Degree of cut equal to degree of source in digraph

Question

Let $D$ be a digraph and $s, t \in V (D)$. Suppose that $d_D^+(v)=d_D^-(v)$ for all $v \in V(D) \backslash \{s,t\} $. Let $S \subseteq V(D)$ with $s \in S$ and $t \in V (D) \backslash S $. Let $d_D^+(S)= |A_D^+(S) \cap A_D^-(V(D) \backslash S)| $be the number of arcs from $S$ to $V(D) \backslash S$, and $d_D^-(S)= |A_D^+(V(D)\backslash (S) \cap A_D^-(S)| $ the number of arcs from $V (D) \backslash S$ to $S$. How can I show that $d_D^+(s)-d_D^-(s)=d_D^+(S)-d_D^-(S)$. I undestand it intuitively (i.e. every vertex other than $s$ contributes nothing to the indegree and outdegree of $S$) but I think I'm missing an intermediate step or at least some rigor. I also thought to use the handshaking dilemma to show $d_D^+(s)-d_D^-(s)=-d_D^+(t)+d_D^-(t)$, but I don't see where to go from this. Maybe an inductive proof would work (start from two vertices and add one vertex to either $S$ or $T$ for the inductive step).

Answer 1

You should look at $$\sum_{v \in S} d^+(v) - \sum_{v \in S} d^-(v) = \sum_{v\in S} \left(d^+(v) - d^-(v)\right).$$ The right-hand side simplifies to $d^+(s) - d^-(s)$ without too much work.

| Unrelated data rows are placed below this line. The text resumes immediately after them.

PR #359, opened 2016-12-22
Removed conf status of all org.apache.karaf*

BClark09:
...just in case.

Formatting changes for debian pom also included. Particularly I've removed the extra "/" which was causing some of the paths to be written as `/var/lib/openhab2//etc/*` @kaikreuzer, This may have been the reason behind some users problems, but I'm not sure why it didn't effect any of the tests I threw at it. Apologies for missing this the first time.

### DIFF
--- a/distributions/pom.xml
+++ b/distributions/pom.xml
@@ -149,20 +149,19 @@
                                         <type>archive</type>
                                         <includes>userdata/**</includes>
                                         <excludes>
-                                                  userdata/etc/startup.properties,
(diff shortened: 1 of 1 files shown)


kaikreuzer:
Thanks again, @BClark09!

ThomDietrich:
In cases like this I love this addon. In case you didn't know ;) https://github.com/jerone/UserScripts/tree/master/Github_Commit_Whitespace#readme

The left-hand side should simplify to $d^+(S) - d^-(S)$, with the number of arcs within $S$ canceling between the two sums. That argument still may or may not feel rigorous to you; to take it to the next level of formality, write $$d^+(v) = \sum_{w : (v,w) \in A(D)} 1$$ (and similarly for $d^-(v)$) then interchange some sums.